If anyone would like to help with this effort, please send any photos you may have or any other information that will help me get these sites up and running as soon as possible.  Specifically, I am looking for names and photos of salesmen and pictures of the hotels themselves.  (I want this site to be as legitimate as possible so we won't be able to use any copyrighted photos or intellectual property.)  

I have only limited experience with building websites, so if someone can help me build some of the HTML code for a website blog, that will be great!

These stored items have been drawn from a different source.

PR #174, opened 2019-01-28
changed '0x0' buffer conversion from <00> to <>

zmitton:
The response coming from both Geth and Parity for an empty byte array is `"0x0"`. The function `util.toBuffer("0x0")` should therefore return `<buffer >`, instead of `<buffer 00>` to match rpc response behavior.

Reproduction step:
==============
`curl -X POST --data '{"jsonrpc":"2.0","method":"eth_getBlockByNumber","params":["0x100",false],"id":1}' -H "Content-type:application/json" https://mainnet.infura.io | jq`

The returned block includes the line: `"gasUsed": "0x0"` but an empty byte array is used in the block encoding.

### DIFF
--- a/.gitignore
+++ b/.gitignore
@@ -65,5 +65,5 @@ node_modules
 package-lock.json
 
 # Build folder
-dist
+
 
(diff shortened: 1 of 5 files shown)


s1na:
This might be more relevant in [ethrpc](https://github.com/ethereumjs/ethrpc). `ethereumjs-util` is used internally in most of ethereumjs projects and changing the encoding here could lead to changes in behaviour. Unless there's good reason to also use `<buffer >` internally?

zmitton:
that's probably true, best to leave it alone

PR #179, opened 2019-02-19
Mv constants to own file

s1na:
Follow up on #178. It moves constants to their own file (to prevent accidental changes), and re-exports them from `index.ts`. Tested by manually injecting into `ethereumjs-account`.

### DIFF
--- a/src/constants.ts
+++ b/src/constants.ts
@@ -1,0 +1,50 @@
+import BN = require('bn.js')
+
+/**
+ * The max integer that this VM can handle
+ */
+export const MAX_INTEGER: BN = new BN(
+  'ffffffffffffffffffffffffffffffffffffffffffffffffffffffffffffffff',
+  16,
+)
+
+/**
+ * 2^256
+ */
+export const TWO_POW256: BN = new BN(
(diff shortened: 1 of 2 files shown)


holgerd77:
Ah, we maybe have some more general `coveralls` problem - eventually some expired token or something? - will have a look.

holgerd77:
Ah, maybe do a switch to `nyc` on first run and see if this helps?

s1na:
Seems like other people are experiencing the same [issue](https://github.com/lemurheavy/coveralls-public/issues/632) (scroll down to the end)

holgerd77:
@s1na: Ok, will do admin-merges for now if that's the only task failing so that we can move forward till this is resolved.

holgerd77:
If it was a deliberate decision to use the singular `constant` version for the file naming I would be ok with it. I would find `constants.js` a bit more intuitive. But again: if this is following some own preference and/or naming convention I am not aware of this will also be ok.

s1na:
It was just out of habit :) I agree the plural is more intuitive usually, updated.

holgerd77:
Will do admin-merge due to current brokenness of the coveralls service.

PR #180, opened 2019-02-19
Fix broken links in docs/README.md

robiiinos:
According to README.md the link should lead to the `master` blob. But in the /docs/ folder, the README.md links lead to an old and unreachable URL (404; in blob `dd56e02` in of `master`).

This PR fix this.
Thanks for your time and the library 💯

### DIFF
--- a/docs/README.md
+++ b/docs/README.md
@@ -71,7 +71,7 @@
 
 **● KECCAK256_NULL**: *`Buffer`* =  Buffer.from(KECCAK256_NULL_S, 'hex')
 
-*Defined in [index.ts:42](https://github.com/ethereumjs/ethereumjs-util/blob/dd56e02/src/index.ts#L42)*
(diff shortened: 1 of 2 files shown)


robiiinos:
If you plan on merging this PR, please advice me on how I could fix the failed CI test... Thanks

s1na:
Hey @robiiinos, thanks for the PR!

Those docs are auto-generated via `npm run docs:build`. Even if we fix them manually now, the next time they're generated the fix will be overwritten. It seems the links are anchored to a specific commit, I'm not sure why!

Btw, regarding the CI failure, we're experiencing a problem with coveralls since 2 days, hopefully it's resolved soon.

s1na:
Update: I think the reason the links are not working is that the commit history has been modified after the docs were generated (e.g. via `rebase`).

robiiinos:
Update : I found on we can get this done without having to build the docs at each commit; I'm closing this PR to open a new one that will fix this definitely.

Thanks for pointing the way !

If you would like to help, please e-mail me at exposethescam@sunsetroyalhotel.com 

Thank you for your help.


----------



## Annita (May 4, 2006)

Good for you for doing this!
People really need to heed this warning.  I also hope that everybody who has been scammed already, gets their money back before the Sunset Group goes down like Sol Caribe did a few years ago...


----------



## jules54 (May 5, 2006)

Good job! Go get um. I hope you see results. I own with the sunset group, but bought resale so I knew some of the problems that excisted with the group. It is amazing when you sit around the pool talking to other owners how many people believe the same lies about rental income. I have tried a few times to explain this does not work, but people just won't listen. You know the old saying you can buy them books, but you can't make them read them.


----------



## royalholidayclubbed (May 6, 2006)

... or as the other old saying goes: "You can lead a horse to water but a pencil must be led" - gues where that came from!...no major prizes awarded unfortunately!

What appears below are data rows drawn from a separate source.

PR #181, opened 2019-02-20
Fix typedoc URL generation (for /docs)

robiiinos:
This PR replace #180 

According to the https://github.com/TypeStrong/typedoc#theming documentation, we're able to specify the branch to stick with when generating docs. According to the current README.md, I specified the master branch.

I also re-build the docs to fix all of this.
Thanks @s1na for helping me out !

PS : We should be able to keep the docs generated as it is until you change the *.ts file

### DIFF
--- a/docs/README.md
+++ b/docs/README.md
@@ -71,7 +71,7 @@
 
 **● KECCAK256_NULL**: *`Buffer`* =  Buffer.from(KECCAK256_NULL_S, 'hex')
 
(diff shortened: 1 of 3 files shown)


s1na:
That was fast!

Ah, this PR seems to also fix an issue with union types, I imagine because you have a newer version of typedoc installed and they've fixed this.

This already looks good to me. I think having the docs point to `master` instead of a specifi commit is more flexible and less likely to break. And in the worst case, if the docs are out-dated, they would point to a wrong line. I think it's a good trade-off. @holgerd77 what do you think?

But as for Sunset and others like them, it is time they were all taken down. I have a gripe with RHC and promote a site to provide them with some negative image . . . could also do with some more stories and involvement, but gets a good number of hits.... most of which come from people looking for RHC - however, more people should be getting involved to stop these morons from their slimy sales sales tactics and conning innocent "lambs-to-the-slaughter".

One group of almost three hundered people is now working towards a class action style suite against RHC with the promise of getting them out of doing business in the US - and this means their collection agencies too - hope it will succeed. It is also promoting their poor sales tactics and poor service to their worldwide affiliates - "Watch this Space!".

If we all put our grain of sand together perhaps we can one day build a mountain.


----------



## T_R_Oglodyte (May 6, 2006)

royalholidayclubbed said:
			
		

> ...
> If we all put our grain of sand together perhaps we can one day build a mountain.


Sometimes when yoiu put all of your grains of sand together, all you get is an ant farm.


----------



## royalholidayclubbed (May 6, 2006)

Ant farm: Mountain
Glass half empty: Glass half full ?


PS: You may wish to post your information on Sunset across the pond on:

http://www.thetimeshareforum.com/index.php?option=com_joomlaboard&Itemid=28&func=showcat&catid=8

This sections specializes in scams and complaints.

PPS: Strange fact:
U know, the weight of all the ants in the world is equivalent to the weight of all human beings !


----------